Stored data entries
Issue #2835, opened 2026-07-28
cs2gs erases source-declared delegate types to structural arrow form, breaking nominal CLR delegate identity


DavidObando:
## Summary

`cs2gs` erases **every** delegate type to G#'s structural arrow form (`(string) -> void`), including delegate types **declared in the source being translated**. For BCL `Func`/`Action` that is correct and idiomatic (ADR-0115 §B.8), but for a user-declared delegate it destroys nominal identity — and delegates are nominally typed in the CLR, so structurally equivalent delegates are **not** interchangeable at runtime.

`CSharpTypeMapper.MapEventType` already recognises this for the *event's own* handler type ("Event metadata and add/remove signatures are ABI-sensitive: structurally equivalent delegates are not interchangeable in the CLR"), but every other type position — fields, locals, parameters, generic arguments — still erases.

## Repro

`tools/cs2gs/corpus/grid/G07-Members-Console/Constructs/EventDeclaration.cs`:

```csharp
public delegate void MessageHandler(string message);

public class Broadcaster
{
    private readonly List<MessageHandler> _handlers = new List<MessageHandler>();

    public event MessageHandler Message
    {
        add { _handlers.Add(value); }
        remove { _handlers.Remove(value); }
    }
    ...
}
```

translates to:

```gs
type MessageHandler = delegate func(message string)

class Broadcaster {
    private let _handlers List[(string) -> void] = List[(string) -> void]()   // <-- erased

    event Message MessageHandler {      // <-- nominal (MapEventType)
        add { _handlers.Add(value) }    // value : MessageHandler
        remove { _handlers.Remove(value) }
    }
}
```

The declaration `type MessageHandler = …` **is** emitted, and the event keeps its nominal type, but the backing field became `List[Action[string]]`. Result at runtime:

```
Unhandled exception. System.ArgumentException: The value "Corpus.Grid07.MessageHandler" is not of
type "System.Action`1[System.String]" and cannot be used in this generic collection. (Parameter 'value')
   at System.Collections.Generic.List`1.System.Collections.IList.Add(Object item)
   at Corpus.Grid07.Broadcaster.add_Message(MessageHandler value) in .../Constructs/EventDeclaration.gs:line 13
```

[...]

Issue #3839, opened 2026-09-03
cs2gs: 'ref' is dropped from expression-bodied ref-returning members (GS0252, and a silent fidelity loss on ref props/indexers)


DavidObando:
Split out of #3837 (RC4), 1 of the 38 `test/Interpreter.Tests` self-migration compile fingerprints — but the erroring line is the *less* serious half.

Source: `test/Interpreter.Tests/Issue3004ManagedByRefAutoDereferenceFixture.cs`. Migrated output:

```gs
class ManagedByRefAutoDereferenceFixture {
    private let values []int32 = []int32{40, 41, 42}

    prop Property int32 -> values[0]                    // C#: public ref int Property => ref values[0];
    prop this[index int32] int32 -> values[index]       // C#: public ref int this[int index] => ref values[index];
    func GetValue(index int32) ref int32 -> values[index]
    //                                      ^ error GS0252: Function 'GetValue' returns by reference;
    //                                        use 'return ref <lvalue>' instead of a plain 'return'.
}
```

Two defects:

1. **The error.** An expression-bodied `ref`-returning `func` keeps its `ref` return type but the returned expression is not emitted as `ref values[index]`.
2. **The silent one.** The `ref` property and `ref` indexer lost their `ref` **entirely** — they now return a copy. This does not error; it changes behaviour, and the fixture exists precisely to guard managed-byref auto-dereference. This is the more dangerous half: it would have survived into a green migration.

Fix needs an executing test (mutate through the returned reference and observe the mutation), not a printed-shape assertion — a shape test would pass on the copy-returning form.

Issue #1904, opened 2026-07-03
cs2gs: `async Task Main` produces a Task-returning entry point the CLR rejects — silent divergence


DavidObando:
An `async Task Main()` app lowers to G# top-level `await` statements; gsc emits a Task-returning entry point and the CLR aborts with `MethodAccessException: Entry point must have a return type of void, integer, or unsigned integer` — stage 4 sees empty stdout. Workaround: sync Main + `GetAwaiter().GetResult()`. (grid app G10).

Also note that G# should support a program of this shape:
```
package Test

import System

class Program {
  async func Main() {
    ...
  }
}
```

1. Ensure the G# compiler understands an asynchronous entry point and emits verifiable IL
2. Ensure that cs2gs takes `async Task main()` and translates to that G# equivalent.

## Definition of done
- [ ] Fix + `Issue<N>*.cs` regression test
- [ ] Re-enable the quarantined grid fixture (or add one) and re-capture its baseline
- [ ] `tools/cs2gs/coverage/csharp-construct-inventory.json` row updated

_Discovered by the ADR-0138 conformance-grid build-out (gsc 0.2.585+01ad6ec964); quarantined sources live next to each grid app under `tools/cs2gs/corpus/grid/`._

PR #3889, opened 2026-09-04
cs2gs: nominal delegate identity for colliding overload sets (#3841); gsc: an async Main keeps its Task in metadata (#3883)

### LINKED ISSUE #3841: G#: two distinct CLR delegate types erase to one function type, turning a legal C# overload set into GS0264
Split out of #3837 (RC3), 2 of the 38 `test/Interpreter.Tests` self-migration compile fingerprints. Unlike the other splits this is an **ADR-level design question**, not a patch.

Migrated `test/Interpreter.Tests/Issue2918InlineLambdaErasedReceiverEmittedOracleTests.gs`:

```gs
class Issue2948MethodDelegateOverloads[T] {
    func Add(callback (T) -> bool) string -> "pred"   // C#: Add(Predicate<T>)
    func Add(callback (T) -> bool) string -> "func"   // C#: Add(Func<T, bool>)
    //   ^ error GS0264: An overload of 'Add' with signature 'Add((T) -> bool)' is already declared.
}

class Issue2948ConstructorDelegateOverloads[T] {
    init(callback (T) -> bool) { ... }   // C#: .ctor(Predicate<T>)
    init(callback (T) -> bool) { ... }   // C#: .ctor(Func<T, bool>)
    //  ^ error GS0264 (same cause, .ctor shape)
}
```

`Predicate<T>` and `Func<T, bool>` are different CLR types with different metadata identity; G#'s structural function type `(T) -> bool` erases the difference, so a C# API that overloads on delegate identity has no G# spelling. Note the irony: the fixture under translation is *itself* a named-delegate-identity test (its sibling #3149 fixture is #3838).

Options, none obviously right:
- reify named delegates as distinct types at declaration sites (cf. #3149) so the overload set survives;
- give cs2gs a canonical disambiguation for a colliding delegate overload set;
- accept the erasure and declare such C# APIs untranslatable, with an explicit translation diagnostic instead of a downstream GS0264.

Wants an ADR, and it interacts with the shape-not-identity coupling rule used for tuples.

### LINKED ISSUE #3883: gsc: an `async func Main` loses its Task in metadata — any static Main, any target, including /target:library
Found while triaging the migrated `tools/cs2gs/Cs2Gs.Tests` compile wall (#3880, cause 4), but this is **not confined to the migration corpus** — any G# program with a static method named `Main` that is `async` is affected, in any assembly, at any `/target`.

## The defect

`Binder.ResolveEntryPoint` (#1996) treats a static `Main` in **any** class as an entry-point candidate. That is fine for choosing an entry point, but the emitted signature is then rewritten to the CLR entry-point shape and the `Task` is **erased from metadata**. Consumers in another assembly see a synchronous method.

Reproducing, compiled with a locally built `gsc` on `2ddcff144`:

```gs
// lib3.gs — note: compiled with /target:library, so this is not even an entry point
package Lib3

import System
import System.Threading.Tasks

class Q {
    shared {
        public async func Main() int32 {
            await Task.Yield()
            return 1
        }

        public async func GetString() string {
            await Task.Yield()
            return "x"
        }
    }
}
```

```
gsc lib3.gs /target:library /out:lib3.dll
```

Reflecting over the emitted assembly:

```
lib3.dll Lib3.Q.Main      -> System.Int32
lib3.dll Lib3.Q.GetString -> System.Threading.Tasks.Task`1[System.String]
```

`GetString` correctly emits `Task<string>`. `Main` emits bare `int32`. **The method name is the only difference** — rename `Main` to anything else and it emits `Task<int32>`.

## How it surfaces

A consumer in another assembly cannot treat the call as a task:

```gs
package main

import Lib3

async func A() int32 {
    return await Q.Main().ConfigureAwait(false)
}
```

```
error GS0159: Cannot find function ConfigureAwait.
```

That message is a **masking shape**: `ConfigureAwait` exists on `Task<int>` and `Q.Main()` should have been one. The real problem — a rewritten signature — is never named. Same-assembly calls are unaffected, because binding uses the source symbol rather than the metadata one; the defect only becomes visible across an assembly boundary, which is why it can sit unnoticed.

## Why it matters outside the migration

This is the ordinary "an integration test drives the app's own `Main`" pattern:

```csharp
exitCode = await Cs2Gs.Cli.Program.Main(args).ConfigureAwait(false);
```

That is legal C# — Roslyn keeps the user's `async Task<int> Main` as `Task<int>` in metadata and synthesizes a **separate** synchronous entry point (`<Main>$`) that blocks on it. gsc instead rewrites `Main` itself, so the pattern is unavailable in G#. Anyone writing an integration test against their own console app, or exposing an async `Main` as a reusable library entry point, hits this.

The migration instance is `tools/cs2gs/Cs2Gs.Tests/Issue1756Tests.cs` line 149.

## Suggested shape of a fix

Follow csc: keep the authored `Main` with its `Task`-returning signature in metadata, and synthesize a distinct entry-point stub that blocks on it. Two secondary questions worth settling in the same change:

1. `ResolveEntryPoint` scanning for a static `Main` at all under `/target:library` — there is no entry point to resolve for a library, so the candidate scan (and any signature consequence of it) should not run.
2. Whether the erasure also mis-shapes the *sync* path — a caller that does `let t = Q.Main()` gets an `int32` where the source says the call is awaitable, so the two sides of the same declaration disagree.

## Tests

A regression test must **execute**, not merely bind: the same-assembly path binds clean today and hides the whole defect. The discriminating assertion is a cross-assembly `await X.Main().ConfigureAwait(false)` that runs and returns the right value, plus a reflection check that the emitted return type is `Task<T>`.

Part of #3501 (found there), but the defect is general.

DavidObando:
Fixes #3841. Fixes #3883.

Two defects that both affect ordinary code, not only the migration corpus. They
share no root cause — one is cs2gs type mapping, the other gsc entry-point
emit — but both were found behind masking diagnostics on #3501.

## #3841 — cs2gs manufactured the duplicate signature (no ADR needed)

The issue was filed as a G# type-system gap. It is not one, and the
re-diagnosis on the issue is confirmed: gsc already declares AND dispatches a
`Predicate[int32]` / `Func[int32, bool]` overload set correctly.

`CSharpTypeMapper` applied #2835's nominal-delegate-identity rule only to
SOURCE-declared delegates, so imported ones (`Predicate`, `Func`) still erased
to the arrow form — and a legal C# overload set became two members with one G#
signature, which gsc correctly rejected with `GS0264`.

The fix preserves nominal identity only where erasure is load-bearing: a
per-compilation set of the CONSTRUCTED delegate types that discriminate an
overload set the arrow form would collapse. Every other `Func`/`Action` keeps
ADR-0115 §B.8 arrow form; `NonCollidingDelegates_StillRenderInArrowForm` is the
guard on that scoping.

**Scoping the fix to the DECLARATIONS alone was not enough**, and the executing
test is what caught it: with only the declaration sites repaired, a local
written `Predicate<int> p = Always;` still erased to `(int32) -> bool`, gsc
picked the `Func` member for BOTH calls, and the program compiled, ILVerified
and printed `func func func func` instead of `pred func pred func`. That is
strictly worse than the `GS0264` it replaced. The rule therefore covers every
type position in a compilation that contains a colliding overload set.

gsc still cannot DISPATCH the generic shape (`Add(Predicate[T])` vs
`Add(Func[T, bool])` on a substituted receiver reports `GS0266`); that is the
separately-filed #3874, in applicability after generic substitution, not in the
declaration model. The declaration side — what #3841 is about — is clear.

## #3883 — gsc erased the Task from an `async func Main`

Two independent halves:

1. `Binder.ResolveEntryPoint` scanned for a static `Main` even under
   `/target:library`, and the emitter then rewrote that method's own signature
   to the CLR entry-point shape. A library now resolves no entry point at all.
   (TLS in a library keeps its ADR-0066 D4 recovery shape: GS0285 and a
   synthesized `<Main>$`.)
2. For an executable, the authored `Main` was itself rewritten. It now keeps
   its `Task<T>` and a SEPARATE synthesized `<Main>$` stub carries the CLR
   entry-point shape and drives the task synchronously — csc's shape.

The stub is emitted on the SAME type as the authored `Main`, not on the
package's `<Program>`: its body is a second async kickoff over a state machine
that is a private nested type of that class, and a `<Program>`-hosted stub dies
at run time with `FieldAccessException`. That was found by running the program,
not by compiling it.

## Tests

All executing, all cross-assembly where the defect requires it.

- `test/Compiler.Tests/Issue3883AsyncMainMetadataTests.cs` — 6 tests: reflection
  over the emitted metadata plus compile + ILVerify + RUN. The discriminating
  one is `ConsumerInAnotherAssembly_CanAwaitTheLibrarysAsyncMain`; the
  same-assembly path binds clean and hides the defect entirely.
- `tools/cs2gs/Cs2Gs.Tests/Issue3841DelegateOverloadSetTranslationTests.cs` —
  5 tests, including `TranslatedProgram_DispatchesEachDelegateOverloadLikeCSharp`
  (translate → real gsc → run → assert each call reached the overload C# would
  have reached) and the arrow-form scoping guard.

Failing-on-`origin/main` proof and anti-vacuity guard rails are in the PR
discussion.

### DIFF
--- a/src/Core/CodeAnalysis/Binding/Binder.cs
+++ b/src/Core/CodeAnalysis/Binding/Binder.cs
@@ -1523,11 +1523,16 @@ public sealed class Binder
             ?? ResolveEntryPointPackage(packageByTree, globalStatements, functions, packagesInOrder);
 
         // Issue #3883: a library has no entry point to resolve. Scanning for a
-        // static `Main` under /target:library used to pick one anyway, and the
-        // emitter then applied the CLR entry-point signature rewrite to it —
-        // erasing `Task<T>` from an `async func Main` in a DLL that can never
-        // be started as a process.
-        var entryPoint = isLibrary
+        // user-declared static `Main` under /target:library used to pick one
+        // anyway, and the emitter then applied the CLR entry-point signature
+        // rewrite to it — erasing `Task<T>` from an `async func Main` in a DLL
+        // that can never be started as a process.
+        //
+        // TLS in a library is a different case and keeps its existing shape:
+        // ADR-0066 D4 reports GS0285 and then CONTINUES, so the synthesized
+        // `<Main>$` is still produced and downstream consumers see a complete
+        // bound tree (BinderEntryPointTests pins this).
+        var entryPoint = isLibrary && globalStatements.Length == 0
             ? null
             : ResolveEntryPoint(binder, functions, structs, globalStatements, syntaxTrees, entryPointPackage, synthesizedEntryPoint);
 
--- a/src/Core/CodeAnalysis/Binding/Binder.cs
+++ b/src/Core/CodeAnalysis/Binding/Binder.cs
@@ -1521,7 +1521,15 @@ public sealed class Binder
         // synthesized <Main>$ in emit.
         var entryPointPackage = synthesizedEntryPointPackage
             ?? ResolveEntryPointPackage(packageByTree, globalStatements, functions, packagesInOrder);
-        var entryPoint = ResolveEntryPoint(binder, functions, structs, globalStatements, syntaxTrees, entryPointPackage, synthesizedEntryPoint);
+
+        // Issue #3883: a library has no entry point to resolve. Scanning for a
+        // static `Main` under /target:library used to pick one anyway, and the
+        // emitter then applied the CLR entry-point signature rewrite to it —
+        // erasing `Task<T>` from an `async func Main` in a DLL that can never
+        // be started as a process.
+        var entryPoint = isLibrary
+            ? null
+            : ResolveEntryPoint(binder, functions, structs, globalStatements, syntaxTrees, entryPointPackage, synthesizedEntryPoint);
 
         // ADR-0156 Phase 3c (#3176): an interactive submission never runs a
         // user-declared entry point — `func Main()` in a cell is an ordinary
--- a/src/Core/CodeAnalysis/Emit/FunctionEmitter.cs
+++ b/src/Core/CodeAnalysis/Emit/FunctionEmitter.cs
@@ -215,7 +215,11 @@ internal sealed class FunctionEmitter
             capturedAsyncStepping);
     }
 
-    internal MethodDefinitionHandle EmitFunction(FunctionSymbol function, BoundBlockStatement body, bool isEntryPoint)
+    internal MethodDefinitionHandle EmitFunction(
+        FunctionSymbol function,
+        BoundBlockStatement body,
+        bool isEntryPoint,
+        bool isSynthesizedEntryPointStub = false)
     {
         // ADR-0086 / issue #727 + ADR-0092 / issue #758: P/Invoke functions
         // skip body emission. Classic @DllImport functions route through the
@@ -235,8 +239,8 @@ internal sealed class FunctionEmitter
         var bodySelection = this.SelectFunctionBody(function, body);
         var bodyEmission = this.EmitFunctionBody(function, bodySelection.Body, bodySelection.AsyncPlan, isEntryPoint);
* * *
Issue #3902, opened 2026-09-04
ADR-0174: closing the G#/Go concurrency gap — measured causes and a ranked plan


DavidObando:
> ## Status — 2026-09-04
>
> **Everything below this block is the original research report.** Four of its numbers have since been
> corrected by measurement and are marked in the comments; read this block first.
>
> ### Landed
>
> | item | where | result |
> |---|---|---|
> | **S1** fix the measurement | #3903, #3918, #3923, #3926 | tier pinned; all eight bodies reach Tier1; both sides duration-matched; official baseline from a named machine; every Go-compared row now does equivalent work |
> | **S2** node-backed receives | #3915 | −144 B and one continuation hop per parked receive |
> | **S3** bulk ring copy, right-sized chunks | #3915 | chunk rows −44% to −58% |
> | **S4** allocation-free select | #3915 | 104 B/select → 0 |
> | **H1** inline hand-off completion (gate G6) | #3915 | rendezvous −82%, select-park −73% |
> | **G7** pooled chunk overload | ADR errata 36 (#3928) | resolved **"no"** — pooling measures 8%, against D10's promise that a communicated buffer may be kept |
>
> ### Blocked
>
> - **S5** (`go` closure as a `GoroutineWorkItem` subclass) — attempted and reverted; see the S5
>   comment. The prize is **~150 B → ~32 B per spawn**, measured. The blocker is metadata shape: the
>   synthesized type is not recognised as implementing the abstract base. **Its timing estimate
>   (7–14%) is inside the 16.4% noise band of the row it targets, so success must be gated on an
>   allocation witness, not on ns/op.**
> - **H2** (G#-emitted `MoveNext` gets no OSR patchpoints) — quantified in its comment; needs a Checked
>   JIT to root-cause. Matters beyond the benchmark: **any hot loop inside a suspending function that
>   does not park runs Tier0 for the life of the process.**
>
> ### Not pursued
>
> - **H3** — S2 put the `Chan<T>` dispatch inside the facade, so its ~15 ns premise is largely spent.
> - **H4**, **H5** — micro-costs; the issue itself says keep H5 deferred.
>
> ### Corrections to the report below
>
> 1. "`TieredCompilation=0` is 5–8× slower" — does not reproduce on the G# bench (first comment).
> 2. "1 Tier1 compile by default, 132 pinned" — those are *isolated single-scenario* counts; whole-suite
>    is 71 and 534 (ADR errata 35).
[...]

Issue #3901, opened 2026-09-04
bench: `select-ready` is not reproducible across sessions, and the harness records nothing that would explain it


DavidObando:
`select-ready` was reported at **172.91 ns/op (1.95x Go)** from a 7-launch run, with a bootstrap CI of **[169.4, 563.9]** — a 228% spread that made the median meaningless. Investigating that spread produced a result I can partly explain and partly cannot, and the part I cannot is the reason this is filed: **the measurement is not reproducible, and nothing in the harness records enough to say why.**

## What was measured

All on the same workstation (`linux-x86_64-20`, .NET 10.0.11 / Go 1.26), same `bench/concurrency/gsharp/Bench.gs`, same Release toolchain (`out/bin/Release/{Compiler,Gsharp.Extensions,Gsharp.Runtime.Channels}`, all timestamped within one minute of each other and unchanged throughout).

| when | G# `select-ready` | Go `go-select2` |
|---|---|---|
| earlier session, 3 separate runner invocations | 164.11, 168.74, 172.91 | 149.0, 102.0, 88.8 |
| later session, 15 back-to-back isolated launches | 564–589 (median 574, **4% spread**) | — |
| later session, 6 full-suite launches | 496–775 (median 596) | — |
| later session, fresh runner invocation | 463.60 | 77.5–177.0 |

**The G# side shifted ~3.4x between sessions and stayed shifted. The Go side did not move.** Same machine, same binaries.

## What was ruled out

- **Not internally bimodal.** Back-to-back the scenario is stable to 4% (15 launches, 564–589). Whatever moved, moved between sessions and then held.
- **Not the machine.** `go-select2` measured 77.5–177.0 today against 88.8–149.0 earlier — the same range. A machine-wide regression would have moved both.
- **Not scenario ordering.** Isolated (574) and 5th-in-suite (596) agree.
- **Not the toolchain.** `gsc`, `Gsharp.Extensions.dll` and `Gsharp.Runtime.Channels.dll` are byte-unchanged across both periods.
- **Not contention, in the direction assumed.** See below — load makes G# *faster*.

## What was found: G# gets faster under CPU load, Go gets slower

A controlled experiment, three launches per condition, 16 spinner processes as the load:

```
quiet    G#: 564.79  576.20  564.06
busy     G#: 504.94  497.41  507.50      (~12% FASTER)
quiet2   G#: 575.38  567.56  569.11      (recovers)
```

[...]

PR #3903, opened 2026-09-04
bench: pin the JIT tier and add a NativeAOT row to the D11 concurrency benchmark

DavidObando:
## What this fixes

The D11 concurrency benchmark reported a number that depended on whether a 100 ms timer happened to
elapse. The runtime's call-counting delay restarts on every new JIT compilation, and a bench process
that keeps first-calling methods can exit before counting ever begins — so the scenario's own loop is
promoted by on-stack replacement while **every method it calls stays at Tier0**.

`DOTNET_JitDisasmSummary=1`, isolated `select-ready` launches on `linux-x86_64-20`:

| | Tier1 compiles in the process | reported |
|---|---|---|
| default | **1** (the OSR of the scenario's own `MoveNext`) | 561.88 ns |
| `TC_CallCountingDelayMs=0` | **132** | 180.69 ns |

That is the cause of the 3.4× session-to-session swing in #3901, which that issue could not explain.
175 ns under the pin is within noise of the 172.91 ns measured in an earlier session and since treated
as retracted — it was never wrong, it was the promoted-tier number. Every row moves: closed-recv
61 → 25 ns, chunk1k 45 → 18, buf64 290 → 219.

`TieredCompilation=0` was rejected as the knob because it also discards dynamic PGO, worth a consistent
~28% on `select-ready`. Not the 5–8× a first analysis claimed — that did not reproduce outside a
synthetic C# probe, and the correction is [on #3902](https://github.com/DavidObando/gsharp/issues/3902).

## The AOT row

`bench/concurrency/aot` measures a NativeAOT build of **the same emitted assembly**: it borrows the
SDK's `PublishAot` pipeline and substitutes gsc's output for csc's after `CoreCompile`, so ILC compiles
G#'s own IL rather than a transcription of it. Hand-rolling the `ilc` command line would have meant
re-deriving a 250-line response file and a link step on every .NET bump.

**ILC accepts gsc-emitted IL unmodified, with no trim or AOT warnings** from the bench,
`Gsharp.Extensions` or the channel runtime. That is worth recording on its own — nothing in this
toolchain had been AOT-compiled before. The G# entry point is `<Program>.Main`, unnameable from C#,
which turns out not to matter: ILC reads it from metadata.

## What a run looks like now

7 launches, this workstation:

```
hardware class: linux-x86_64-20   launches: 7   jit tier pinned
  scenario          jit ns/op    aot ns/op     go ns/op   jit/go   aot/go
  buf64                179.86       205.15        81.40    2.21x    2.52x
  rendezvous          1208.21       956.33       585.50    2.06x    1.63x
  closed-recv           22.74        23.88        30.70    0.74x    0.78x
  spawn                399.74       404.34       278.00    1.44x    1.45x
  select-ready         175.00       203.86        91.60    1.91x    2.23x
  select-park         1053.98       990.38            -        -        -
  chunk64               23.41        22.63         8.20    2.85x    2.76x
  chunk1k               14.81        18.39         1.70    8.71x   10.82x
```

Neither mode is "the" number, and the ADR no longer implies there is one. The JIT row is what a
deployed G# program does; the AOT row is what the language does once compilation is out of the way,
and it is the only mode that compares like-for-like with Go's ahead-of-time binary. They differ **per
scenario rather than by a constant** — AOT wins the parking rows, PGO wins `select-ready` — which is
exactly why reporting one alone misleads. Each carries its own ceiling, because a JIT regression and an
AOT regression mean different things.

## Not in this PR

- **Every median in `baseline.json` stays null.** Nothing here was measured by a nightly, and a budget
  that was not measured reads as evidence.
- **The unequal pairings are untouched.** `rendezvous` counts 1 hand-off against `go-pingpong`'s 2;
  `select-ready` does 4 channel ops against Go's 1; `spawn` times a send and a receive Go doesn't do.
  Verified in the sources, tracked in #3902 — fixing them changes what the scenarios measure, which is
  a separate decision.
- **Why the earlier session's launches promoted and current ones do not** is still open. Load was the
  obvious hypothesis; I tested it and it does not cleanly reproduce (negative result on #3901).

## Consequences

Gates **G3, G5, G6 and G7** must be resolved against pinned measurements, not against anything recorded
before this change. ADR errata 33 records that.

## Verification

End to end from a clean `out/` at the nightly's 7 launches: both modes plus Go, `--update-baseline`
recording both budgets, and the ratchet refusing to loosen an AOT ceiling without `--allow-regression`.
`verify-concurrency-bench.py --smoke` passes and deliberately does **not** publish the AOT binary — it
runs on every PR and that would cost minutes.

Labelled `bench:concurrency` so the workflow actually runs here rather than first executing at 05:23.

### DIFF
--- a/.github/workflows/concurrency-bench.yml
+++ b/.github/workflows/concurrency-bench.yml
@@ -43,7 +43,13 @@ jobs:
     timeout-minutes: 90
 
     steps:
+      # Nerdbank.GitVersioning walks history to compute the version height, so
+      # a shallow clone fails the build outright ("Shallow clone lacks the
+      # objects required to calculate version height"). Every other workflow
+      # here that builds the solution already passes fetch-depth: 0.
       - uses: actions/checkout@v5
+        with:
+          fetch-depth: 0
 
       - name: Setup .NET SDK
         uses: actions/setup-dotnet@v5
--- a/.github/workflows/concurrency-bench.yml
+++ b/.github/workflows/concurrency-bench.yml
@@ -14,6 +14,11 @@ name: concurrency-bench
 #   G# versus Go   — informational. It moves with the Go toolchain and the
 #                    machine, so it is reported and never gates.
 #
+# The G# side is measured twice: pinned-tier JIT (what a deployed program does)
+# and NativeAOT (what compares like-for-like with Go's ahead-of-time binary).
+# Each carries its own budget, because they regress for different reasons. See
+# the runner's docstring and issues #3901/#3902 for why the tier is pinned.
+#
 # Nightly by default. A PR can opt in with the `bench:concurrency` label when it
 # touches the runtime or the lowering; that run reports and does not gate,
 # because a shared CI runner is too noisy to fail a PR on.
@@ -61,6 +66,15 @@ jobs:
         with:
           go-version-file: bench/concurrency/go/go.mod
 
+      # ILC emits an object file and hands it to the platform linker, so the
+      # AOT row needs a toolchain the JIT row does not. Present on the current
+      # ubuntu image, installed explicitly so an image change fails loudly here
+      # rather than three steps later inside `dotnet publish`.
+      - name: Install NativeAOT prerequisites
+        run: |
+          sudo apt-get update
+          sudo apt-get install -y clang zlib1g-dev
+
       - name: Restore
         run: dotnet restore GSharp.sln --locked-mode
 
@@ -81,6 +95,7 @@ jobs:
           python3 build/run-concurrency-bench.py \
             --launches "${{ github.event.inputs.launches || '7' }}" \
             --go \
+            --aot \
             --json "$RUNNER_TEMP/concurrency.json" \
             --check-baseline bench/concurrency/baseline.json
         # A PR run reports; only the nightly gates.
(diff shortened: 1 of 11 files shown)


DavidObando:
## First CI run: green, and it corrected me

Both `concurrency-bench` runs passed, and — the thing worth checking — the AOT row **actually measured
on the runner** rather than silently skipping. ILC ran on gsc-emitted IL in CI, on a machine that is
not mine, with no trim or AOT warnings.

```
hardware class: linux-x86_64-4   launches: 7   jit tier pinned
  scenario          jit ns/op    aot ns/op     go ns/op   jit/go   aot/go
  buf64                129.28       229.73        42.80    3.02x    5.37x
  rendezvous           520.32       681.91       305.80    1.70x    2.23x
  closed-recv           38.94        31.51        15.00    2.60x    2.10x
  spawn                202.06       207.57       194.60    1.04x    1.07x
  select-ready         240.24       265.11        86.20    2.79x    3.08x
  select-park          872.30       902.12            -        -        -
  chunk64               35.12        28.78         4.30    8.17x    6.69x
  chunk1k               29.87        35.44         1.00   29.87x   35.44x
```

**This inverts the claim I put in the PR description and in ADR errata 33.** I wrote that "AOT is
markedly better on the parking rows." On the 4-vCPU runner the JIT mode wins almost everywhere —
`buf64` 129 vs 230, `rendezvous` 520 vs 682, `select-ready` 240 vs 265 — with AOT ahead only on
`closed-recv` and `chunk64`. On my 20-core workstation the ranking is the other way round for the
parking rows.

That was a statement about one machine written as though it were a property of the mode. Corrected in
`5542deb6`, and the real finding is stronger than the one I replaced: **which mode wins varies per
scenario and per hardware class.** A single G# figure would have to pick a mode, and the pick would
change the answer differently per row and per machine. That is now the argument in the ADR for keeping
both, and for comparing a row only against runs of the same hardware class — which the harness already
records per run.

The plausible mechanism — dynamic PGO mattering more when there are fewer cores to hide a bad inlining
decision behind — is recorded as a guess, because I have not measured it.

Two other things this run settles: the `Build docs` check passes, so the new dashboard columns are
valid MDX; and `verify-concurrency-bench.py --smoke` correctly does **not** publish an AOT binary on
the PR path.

◆ **PROBLEM DESCRIPTION**: Of the entries above, repeat exactly the lines from the line with "globalStatements.Length == 0" through the line with "<Main>$ in emit.", both of them included.

◆ **ANSWER FOR THE TASK**:
+        var entryPoint = isLibrary && globalStatements.Length == 0
             ? null
             : ResolveEntryPoint(binder, functions, structs, globalStatements, syntaxTrees, entryPointPackage, synthesizedEntryPoint);
 
--- a/src/Core/CodeAnalysis/Binding/Binder.cs
+++ b/src/Core/CodeAnalysis/Binding/Binder.cs
@@ -1521,7 +1521,15 @@ public sealed class Binder
         // synthesized <Main>$ in emit.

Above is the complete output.